A well-known group, the Three Percenters, focuses on anti-immigrant activities and targets leftists like members of antifa. A leader of a chapter in Georgia, Chris Hill, is a Marine veteran who leads regular field training exercises.
The United Constitutional Patriots, a militia that patrols the southwestern border with Mexican, has also attracted veterans.
“The militia movement traditionally hated the federal government,” said Heidi Beirich, a co-founder of the Global Project Against Hate and Extremism. “This has completely changed with Trump.”
As they have inserted themselves in cities with large protests, the groups have found themselves sometimes welcomed by local law enforcement. “We have militia groups that are inserting themselves into cities to, from their perspective, to fill a vacuum of law enforcement,” said Seth G. Jones, a senior adviser at the Center for Strategic and International Studies. “But they are doing things outside of the law to take law and order into their own hands.”

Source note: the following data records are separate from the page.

PR #75, opened 2026-06-15
feat: Add eliminate safepoint pass

eapenzhan:
## Related issue(s):

issue #70 

The frontend emits a jeandle.safepoint_poll at every bytecode backward branch and method return. Each is an opaque call carrying deopt state, so it blocks LLVM loop optimizations (vectorization, LICM, unrolling) and costs a TLS load + branch every iteration. Many of these polls are redundant once the IR is built — duplicated across CFG merges, or sitting in loops short enough that no poll is needed at all.

  Solution. A new SafepointElimination function pass that removes only provably-safe polls, keeping every loop within a bounded time-to-safepoint:

  - Adjacent collapse — back-to-back polls on a straight-line path collapse to the later one (mirrors C2 SafePointNode::Identity); runs function-wide, so inlining-produced duplicates outside loops are caught too.
  - Keep-one dedup — when a poll dominates a loop's latch, the loop's other polls are redundant; keep the latch-closest one (C2 remove_safepoints(keep_one)). With no dominating poll, nothing is deleted.
  - Short-loop deletion — an innermost loop whose SCEV max backedge-taken count provably fits -jeandle-safepoint-chunk-iters (default 1000) drops its polls entirely.

  Safety invariants: a poll is deleted only when another poll keeps covering the loop or the trip count is provably small; side-exit/deopt polls are never touched; the pass bails on irreducible CFGs and on non-Java / template-helper functions; polls are only ever deleted or relocated, never synthesized. A default-off verify<jeandle-safepoint-coverage> pass asserts the invariant, and utils/jeandle/count-safepoints.py classifies polls vs. lowered statepoints for triage. Everything is behind the-jeandle-enable-safepoint-elim master switch.

  This is the foundation only. Strip mining for long/unknown-bound loops, a second cleanup pass after the default pipeline, and call-dominates-latch elimination are follow-up PRs.


llvm/lib/Transforms/Jeandle/SafepointElimination.cpp
```diff
@@ -0,0 +1,295 @@
...
+// they don't break the back-to-back adjacency of two polls.
+bool isAdjacencyTransparent(const Instruction &I) {
+  return I.isDebugOrPseudoInst() || I.isLifetimeStartOrEnd();
+}
+
+// Collapse runs of adjacent polls within a block, keeping the last one: the
+// earlier poll's deopt state belongs to an upstream program point that the
+// later poll's state supersedes (the converse — reusing an earlier state for
+// a later point — would be wrong). A coverage-marked poll survives over an
+// unmarked one regardless of position.
```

Mike Martinez, the police chief of Arroyo Grande, Calif., said the militias were a concern. “Many militias have their own ideology,” he said. “Some are not pro-law enforcement, so it is always important for us to be aware.”
The end of the Trump era would not spell the end to militias, the experts agreed. “In the immediate aftermath of an election, I don’t see this ebbing,” Mr. Jones said. “In fact my concern is there will be a range of organizations that don’t support the legitimacy of a Biden president and that administration will have to think about how to disarm militias. That will be a dangerous situation.”